The mean life of 100 bulbs produced by the a company is
computed to be 1570 hours with standard deviation of 120 hours.
The company claims that the average life of bulbs produced by the
company is 1600 hours. using 5% level of significant , is the claim
acceptable?
To determine if the claim is acceptable at the 5% level of significance, we can perform a hypothesis test.
Null Hypothesis (H0): The average life of bulbs produced by the company is 1600 hours.
Alternative Hypothesis (H1): The average life of bulbs produced by the company is not 1600 hours.

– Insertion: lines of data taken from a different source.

PR #218, opened 2018-11-21
Fixed resource name, updated containers to last versions available

jorgonzalez:
README.md: Fixed wording: deployment/pod.
kubernetes/prometheus-to-sd-kube-state-metrics.yaml: Updated to the last versions of the containers.


loburm:
LGTM,
Thanks

PR #219, opened 2018-12-04
Add basic metrics to kubelet-to-gcm.

loburm:
Add metrics timeseries_pushed_total and timeseries_dropped_total to measure number of timeseries pushed to Stackdriver.


loburm:
Added new metrics and squashed. PTAL.

Issue #196, opened 2018-08-17
[prometheus-to-sd] Support for SUMMARY metric types


marctc:
It seems that prometheus-to-sd is unable to translate summary metrics and throws errors every time that scrape the metrics:
```
W0817 15:04:56.690842       1 translator.go:61] Error while processing metric http_request_duration_microseconds: Metric type SUMMARY of family http_request_duration_microseconds not supported
```
However, the [stackdriver-prometheus](https://github.com/Stackdriver/stackdriver-prometheus) project actually is able to parse this kind of metric and push it to stackdriver (https://github.com/Stackdriver/stackdriver-prometheus/blob/9f5c836bfc3abea91b7473f4a57c107806099bf9/stackdriver/translate.go#L118).

Is there any reason that prometheus-to-sd does not support this kind of metrics? Are you planning to add support for summary metrics? I can work on it if you accept PRs.

chrislovecnm:
Any update on this??

chrislovecnm:
cc @GoogleCloudPlatform/logmon

erictune:
Is this not feasible or do you need help to implement this?

chrislovecnm:
What do you mean?

erictune:
I also want support for SUMMARY and I am hoping that a maintainer is listening to this issue.

jcheroske:
Running into this now myself. Curious if this project is still being maintained.

erictune:
@logicalhan Want to paste summary (e.g. from of #221) and close issue?

logicalhan:
@erictune, sure thing. 

> #221 adds partial summary metric importing ability for prom-to-sd. There are some important caveats, however:
> 
> 1. Quantile metric data is disregarded, mostly because it doesn't make a whole lot of sense to aggregate over the quantile metric data. Aggregating across this data will give you averages. You will lose quantile information.
> 2. If you want to import summary metric information, you must first ensure that the metric you are summing does not have negative values (this is despite the fact that prometheus documentation expressly allows for this possibility). Unfortunately, this must be the case due to data type impedance mismatching between prometheus and stackdriver. So if you want to use this feature, you should first ensure your metric is measuring positive values. With things like latency measurements, this shouldn't be a problem.
> 3. If you are whitelisting metrics, then you must whitelist the summary metric name + '_sum' as well as the summary metric name + "_count". This is due to the fact that this metric type maps to multiple stackdriver metrics.

/close

[...]

PR #234, opened 2019-03-01
[prometheus-to-sd] Add quantiles to summary type

AttwellBrian:
As discussed in #196, summary quantiles cannot be aggregated well. However, they are still useful and frequently used by Prometheus exporters. In order to allow stackdriver to be more of a drop in replacement for prom, this diff adds support for summary quantiles

**Test Plan**
Modified `translater_test.go`. Temporarily added the following to the `Dockerfile`. Then ran the `Dockerfile`.

```
RUN file="$(CGO_ENABLED=0 GOOS=linux go test ./translator/)"; echo $file
```


prometheus-to-sd/translator/translator_test.go
```diff
@@ -537,6 +550,17 @@ int_summary_metric_count{label="l2"} 10
...
 					},
 				},
+				{
+					Metric: &v3.Metric{
+						Labels:  map[string]string{"quantile": "0.500000",},
+						Type:   "container.googleapis.com/master/testcomponent/float_summary_metric",
+					},
+					MetricKind: "GAUGE",
+					Points: []*v3.Point{
+						// Like all gauges the translater assumes it is an integer, unfortunately :(
```
AttwellBrian: This is a seperate issue that I'll look into in a separate diff.

I've seen this cause some frustrating issues before, outside of summary metric types.

AttwellBrian:
`verify-gofmt.sh` returns no problems on my machine. So I'm not certain what to do here.

Issue #233, opened 2019-03-01
[kubelet-to-gcm] Process partial results upon errors


x13n:
kubelet-to-gcm currently fails to generate any data, even when a single container metrics are missing. We should log an error and process the rest in that case.

PR #236, opened 2019-03-01
Do not skip whole stats population for single nil stats.

Random-Liu:
Fixes https://github.com/GoogleCloudPlatform/k8s-stackdriver/issues/233.

Summary stats for CRI integration can return nil fields for terminated containers, we should not skip the whole stats population for a single nil container stats.


x13n:
Thanks for the fix!

PR #242, opened 2019-03-12
Update debian base image to 0.4.1

serathius:
New image has security fixes for 02.2019

### DIFF
--- a/fluentd-gcp-image/Dockerfile
+++ b/fluentd-gcp-image/Dockerfile
@@ -20,7 +20,7 @@
 # scope and that the Logging API has been enabled for the project
 # in the Google Developer Console.
 
-FROM gcr.io/google-containers/debian-base-amd64:0.3.2
+FROM gcr.io/google-containers/debian-base-amd64:0.4.1
 
 COPY Gemfile /Gemfile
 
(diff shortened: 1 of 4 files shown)


fluentd-gcp-image/Dockerfile
```diff
@@ -20,7 +20,7 @@
 # scope and that the Logging API has been enabled for the project
 # in the Google Developer Console.
 
-FROM gcr.io/google-containers/debian-base-amd64:0.3.2
+FROM gcr.io/google-containers/debian-base-amd64:0.4.1
```
x13n: Can we migrate this to distroless?

serathius: We need bash to run script. distroless has no version that includes bash interpreter https://github.com/GoogleContainerTools/distroless/blob/master/base/README.md

x13n: We don't need to run the script. Essentially, all that script is doing is running a binary. We might as well just run the binary...

serathius: Ok, I was thinking about "fluentd-gcp-scaler" which is implemented in bash.
I don't know enough about ruby to give definite answer, by my understanding is that ruby is interpreted language and distroless doesn't support it. I think this would be a major effort for this image which is being superseded by stackdriver agent

x13n: Ack. We should probably put a deprecation note in the README and point people to stackdriver-logging-agent instead.

serathius:
Added a commit with version bump

PR #243, opened 2019-03-14
Fluentd gcp stability fixes 2 1

serathius:
Stabilizing fluentd-gcp 2.1


fluentd-gcp-image/Makefile
```diff
@@ -18,11 +18,18 @@
...
 
 build:
 	docker build --pull -t $(PREFIX)/fluentd-gcp:$(TAG) .
 
 
 push:
 	gcloud docker -- push $(PREFIX)/fluentd-gcp:$(TAG)
+
+
+refreeze-dependencies: build
```
x13n: Why not just "update-dependencies"?

serathius: I use this work to emphasize that it will not only update Gemfile.lock but also remove version boundaries for all packages and select newest available.

x13n: This is what I would expect the word update to mean. Can you clarify in README what this command does, exactly?

serathius: I decided to rename to "update-dependencies" to match common nomenclature.

PR #244, opened 2019-03-14
 prometheus-to-sd - copies license files to the docker image

wgrzelak:


serathius:
Could you please use govendor to generate license list.

PR #248, opened 2019-03-26
prometheus-to-sd - '--source' flag can be specified multiple times

wgrzelak:


wgrzelak:
@serathius could you review?

PR #250, opened 2019-04-02
updated fluendt-gcp image

monotek:
Signed-off-by: André Bauer <andre.bauer@kiwigrid.com>

updated fluentd to 1.2.5, all gems and used version 1.0.0 of the debian base image


loburm:
Hi Andre,
We are in the process of deprecating this image. Please use gcr.io/stackdriver-agents/stackdriver-logging-agent instead. As far as I know it supposed to use latest fluentd version.

PR #253, opened 2019-04-10
An improvement of the distroless image path.

yuwenma:
Thanks @x13n for the original distroless change!


x13n:
LGTM, thanks for the contribution!

PR #254, opened 2019-04-11
Fix a Dockerfile linter

yuwenma:
Thanks @loburm for rebasing to distroless!


loburm:
Thank you for fixing it.

PR #382, opened 2020-10-02
Use 10000 page size on listing events.

mborsz:
In large clusters, we see up to 1M events and fetching them using default 500 page size is impossible due to limited token expiration time.

/assign @serathius


serathius:
LGTM
/cc @kawych

PR #385, opened 2020-10-13
Update prometheus-to-sd to detect wrong metric kind

JacobX33:
Prometheus-to-sd should stop trying to push metric with known wrong metric type.


loburm:
LGTM

PR #392, opened 2020-11-17
Update the Dockerfile for stackdriver-metrics-adapter to apply capabi…

vinayakankugoyal:
…lities to adapter binary so that it can bind to privileged ports without needing to be run as root.


serathius:
I think this is overkill, I would prefer to change the default port to 4443

vinayakankugoyal:
> I think this is overkill, I would prefer to change the default port to 4443

Thanks will do! Closing this PR.

PR #394, opened 2020-12-17
Bump dependencies to k8s 1.20

kawych:


serathius:
LGTM, should we consider removing `vendor/` directory?

Issue #399, opened 2021-02-16
prometheus-to-sd: GKE metadata instance/name not available.


jharshman:
When running prometheus-to-sd in a GKE cluster with Workload Identity enabled. All requests sent to the GCE metadata service are re-routed to the GKE metadata service. This is true unless you are running prometheus-to-sd in host networking mode which is in my opinion not necessary and undesirable.

Because the GKE metadata service does not support the GCE metdata service's `instance/name` endpoint, prometheus-to-sd will enter a crashloop and emit the following log:
```
Failed to get GCE config: error while getting instance (node) name: metadata: GCE metadata "instance/name" not defined
```

This is caused by the following code:
https://github.com/GoogleCloudPlatform/k8s-stackdriver/blob/7879c5733880d694d6871d5272725b75d45a5efc/prometheus-to-sd/config/gce_config.go#L87-L92

In order to circumvent this, the `instance/hostname` endpoint can be utilized in the event of an error fetching `instance/name` to serve as the node name.
Something along the lines of:
```
	// instance/name endpoint is not available on the GKE metadata server.
	// Try GCE instance/name endpoint. If error, try instance/hostname.
	// If instance/hostname, remove domain to replicate instance/name.
	if node == "" {
		node, err = gce.InstanceName()
		if err != nil {
			node, err = gce.Hostname()
			if err != nil {
				return nil, fmt.Errorf("error while getting instance (node) name: %v", err)
			}
			node = strings.Split(node, ".")[0]
		}
	}
```

PR #400, opened 2021-02-16
Utilize hostname when instance/node unavailable.

jharshman:
When running in GKE with workload identity enabled, prometheus-to-sd
will enter a crashloop unless you run it with host-networking enabled
which will bypass the GKE metadata server. This solves that issue by
utilizing instance/hostname when instance/name isn't available.

Fixes: #399

### DIFF
--- a/prometheus-to-sd/config/gce_config.go
+++ b/prometheus-to-sd/config/gce_config.go
@@ -84,10 +84,17 @@ func GetGceConfig(project, cluster, clusterLocation, zone, node string) (*GceCon
 		}
 	}
 
+	// instance/name endpoint is not available on the GKE metadata server.
+	// Try GCE instance/name endpoint. If error, try instance/hostname.
+	// If instance/hostname, remove domain to replicate instance/name.
 	if node == "" {
 		node, err = gce.InstanceName()
 		if err != nil {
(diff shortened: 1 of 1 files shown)


prometheus-to-sd/config/gce_config.go
```diff
@@ -84,10 +84,17 @@ func GetGceConfig(project, cluster, clusterLocation, zone, node string) (*GceCon
...
+	// If instance/hostname, remove domain to replicate instance/name.
 	if node == "" {
 		node, err = gce.InstanceName()
 		if err != nil {
-			return nil, fmt.Errorf("error while getting instance (node) name: %v", err)
+			node, err = gce.Hostname()
+			if err != nil {
+				return nil, fmt.Errorf("error while getting instance (node) name: %v", err)
+			}
+			node = strings.Split(node, ".")[0]
```
x13n, line 97: Can you log a warning here? In case instance name isn't actually a part of the hostname and someone tries to debug this.

jharshman: @x13n done :)

x13n (approved):
LGTM, deferring to @solodov to merge.

PR #408, opened 2021-03-29
Stop talking to kube-controller-manager from kubelet-to-gcm when port is set to 0

x13n:
This isn't really used and occassionally causes problems. Leaving the functionality for now to make rolling back easier.


loburm:
LGTM

PR #409, opened 2021-03-30
Prevent invalid timestamps in page_fault_count metric

x13n:
Right after container is started, kubelet returns time == start_time for
that metric, which causes Monitoring API to return 400 error.


x13n:
FWIW, I discovered that when testing 1.3.4 release.

loburm:
LGTM

PR #410, opened 2021-03-30
Prevent invalid timestamps in cpu usage metrics

x13n:
Turns out CPU metrics are also affected. Verified there are no other errors.


loburm (approved):
LGTM

PR #422, opened 2021-06-04
Add arm64 support to event-exporter

pwschuurman:


event-exporter/Makefile
```diff
@@ -28,10 +28,23 @@ test:
 	${ENVVAR} go test -mod=vendor ./...
 
 container:
-	docker build --pull -t ${PREFIX}/${IMAGE_NAME}:${TAG} .
+	docker buildx build . --pull -t ${PREFIX}/${IMAGE_NAME}:${TAG} --load
+
+container-multiarch:
+	docker buildx build . --pull -t ${PREFIX}/${IMAGE_NAME}-amd64:${TAG} --platform=linux/amd64 --load
```
liu-cong, line 34: Suggestion: Have a variable called ALL_ARCH and build containers for ALL_ARCH in stead of hard coding. With that I think you can just reuse the `container` target.

pwschuurman: Updated the build targets to reference architecture in a more extensible way

solodov (approved):

rsgowman (approved):

PR #425, opened 2021-06-15
Add arm64 support to prometheus-to-sd

pwschuurman:


prometheus-to-sd/Makefile
```diff
@@ -15,20 +15,48 @@
 all: build
 
 ENVVAR = GOOS=linux GOARCH=amd64 CGO_ENABLED=0
-PREFIX = staging-k8s.gcr.io
-TAG = v0.11.1
+IMAGE_NAME=prometheus-to-sd
+ALL_ARCH=amd64 arm64
+PREFIX ?= staging-k8s.gcr.io
+TAG ?= v0.11.1
```
solodov, line 21: does it make sense to change the tag since technically it's a multi-arch image now?

pwschuurman: True, that does make sense. Updated the minor version for this and #422

solodov (approved):

PR #435, opened 2021-09-04
Add duration cmd line parameters

edhaight:
- Added alignment period cmd line parameter.
- Added rate interval cmd line parameter.
- Refactored alignment period and rate interval
  to be fields of the server options struct.


edhaight:
@googlebot I signed it!

juli4n:
Thanks for the pull request. Are you still interested in making this contribution?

We can set up the test statistic as follows:
t = (x̄ - μ) / (s / √n)
Where:
x̄ = sample mean (1570 hours)
μ = population mean (1600 hours)
s = standard deviation of the population (120 hours)
n = sample size (100 bulbs)
t = (1570 - 1600) / (120 / √100)
t = -30 / 12
t = -2.5
Now we can compare the calculated t-value with the critical t-value at 5% level of significance for a two-tailed test with 99 degrees of freedom. From a t-table, we find that the critical t-value is approximately ±2.626.
Since -2.5 falls outside of the range (-2.626, 2.626), we reject the null hypothesis.
Therefore, we have enough evidence to conclude that the claim made by the company (average life of bulbs produced by the company is 1600 hours) is not acceptable at the 5% level of significance.